Segment Start: INFORMATION SHOWN

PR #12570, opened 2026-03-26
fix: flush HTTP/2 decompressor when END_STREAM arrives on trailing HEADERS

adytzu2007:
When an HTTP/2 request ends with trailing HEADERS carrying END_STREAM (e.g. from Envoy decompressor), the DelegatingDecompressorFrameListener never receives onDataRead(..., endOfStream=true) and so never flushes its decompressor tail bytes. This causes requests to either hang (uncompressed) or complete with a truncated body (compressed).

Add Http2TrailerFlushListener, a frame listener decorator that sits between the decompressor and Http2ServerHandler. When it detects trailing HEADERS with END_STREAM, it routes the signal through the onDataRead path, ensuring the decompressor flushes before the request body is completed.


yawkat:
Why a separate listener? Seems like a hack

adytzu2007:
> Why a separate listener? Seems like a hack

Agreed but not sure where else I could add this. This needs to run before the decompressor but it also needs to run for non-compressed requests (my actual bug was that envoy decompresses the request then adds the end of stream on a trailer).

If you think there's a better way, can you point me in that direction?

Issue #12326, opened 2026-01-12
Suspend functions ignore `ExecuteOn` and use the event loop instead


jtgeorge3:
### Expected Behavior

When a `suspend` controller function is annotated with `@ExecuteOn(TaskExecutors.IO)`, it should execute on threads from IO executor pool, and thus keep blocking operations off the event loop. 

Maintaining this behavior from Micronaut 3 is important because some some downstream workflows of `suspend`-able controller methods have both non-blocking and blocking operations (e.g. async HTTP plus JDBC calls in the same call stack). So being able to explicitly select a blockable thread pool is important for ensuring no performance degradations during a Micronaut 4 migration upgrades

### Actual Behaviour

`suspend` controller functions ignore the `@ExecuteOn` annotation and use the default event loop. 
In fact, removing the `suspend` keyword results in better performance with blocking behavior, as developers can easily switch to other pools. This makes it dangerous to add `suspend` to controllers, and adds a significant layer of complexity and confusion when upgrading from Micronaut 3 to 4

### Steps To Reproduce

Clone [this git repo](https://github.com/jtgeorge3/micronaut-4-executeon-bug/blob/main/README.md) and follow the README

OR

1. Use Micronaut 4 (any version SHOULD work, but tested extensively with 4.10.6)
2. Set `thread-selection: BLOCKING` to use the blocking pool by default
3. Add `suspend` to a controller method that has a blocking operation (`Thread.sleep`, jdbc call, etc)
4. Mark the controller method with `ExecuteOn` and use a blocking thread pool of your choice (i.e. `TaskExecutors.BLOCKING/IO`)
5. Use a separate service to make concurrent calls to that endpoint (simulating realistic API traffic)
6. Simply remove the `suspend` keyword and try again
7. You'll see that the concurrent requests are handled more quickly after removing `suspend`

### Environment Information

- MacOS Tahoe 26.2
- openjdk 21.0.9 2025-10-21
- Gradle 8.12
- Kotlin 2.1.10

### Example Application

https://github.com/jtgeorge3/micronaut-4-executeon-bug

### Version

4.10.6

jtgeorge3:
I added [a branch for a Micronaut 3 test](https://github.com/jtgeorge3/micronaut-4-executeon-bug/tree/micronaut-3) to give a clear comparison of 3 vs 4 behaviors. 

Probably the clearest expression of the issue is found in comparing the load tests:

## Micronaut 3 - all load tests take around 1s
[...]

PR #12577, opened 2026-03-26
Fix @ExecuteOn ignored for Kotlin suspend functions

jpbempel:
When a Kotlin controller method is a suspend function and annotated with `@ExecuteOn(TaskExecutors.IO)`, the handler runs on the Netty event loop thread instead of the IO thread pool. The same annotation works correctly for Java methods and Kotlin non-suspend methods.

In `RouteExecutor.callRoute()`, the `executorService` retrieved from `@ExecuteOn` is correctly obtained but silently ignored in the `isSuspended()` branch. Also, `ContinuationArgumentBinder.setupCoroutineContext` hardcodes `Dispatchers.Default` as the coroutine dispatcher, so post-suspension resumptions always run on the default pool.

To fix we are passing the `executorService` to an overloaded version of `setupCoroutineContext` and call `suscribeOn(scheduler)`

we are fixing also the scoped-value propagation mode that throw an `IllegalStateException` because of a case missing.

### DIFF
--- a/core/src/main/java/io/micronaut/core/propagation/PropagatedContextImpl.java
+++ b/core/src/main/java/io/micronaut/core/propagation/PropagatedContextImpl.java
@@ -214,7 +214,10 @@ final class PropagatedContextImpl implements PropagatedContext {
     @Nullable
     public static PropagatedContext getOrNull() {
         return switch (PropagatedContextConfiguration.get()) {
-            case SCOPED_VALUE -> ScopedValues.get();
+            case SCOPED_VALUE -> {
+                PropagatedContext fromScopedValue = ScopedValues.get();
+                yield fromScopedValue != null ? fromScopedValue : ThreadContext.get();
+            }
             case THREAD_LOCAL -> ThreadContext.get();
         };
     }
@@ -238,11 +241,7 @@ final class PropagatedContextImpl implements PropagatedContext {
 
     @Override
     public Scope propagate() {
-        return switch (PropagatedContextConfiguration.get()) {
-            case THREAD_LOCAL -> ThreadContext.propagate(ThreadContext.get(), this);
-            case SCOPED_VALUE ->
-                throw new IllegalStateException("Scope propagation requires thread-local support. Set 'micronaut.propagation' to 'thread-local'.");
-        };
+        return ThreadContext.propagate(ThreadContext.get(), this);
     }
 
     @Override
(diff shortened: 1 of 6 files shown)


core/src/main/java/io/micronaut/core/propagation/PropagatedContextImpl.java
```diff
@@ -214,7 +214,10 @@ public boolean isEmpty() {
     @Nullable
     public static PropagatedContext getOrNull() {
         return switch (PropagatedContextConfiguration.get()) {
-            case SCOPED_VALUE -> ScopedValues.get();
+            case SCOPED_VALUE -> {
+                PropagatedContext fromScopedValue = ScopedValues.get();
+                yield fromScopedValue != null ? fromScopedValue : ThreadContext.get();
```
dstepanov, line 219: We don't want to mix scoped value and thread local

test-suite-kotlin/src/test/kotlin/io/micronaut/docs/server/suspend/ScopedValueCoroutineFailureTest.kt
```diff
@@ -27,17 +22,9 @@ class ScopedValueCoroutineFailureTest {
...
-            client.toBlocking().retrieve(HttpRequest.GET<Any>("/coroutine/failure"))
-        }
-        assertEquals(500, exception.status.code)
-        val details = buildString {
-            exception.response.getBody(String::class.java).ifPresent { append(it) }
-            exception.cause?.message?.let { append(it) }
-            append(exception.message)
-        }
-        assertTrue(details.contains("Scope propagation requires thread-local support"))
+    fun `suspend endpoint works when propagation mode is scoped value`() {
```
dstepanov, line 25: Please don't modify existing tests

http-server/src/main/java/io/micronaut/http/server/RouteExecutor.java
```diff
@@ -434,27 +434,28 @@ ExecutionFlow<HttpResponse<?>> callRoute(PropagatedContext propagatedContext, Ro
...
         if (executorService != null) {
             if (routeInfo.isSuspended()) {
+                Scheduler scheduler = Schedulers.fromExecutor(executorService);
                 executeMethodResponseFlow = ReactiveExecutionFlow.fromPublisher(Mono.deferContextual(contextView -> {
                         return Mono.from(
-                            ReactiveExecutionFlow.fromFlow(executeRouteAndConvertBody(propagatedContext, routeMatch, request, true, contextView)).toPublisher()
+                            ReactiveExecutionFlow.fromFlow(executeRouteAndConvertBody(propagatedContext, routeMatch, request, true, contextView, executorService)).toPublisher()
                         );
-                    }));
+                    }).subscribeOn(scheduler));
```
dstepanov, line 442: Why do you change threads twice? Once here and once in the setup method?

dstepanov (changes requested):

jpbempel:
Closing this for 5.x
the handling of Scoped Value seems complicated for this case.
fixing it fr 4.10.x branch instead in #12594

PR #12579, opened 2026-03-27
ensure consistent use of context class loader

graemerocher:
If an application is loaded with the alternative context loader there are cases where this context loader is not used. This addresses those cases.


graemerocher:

Segment End: INFORMATION SHOWN

• **THE PROBLEM**: Across the entries above, find each line with the word "concurrent" and please copy it out.

• **COMPLETED TASK**:
5. Use a separate service to make concurrent calls to that endpoint (simulating realistic API traffic)
7. You'll see that the concurrent requests are handled more quickly after removing `suspend`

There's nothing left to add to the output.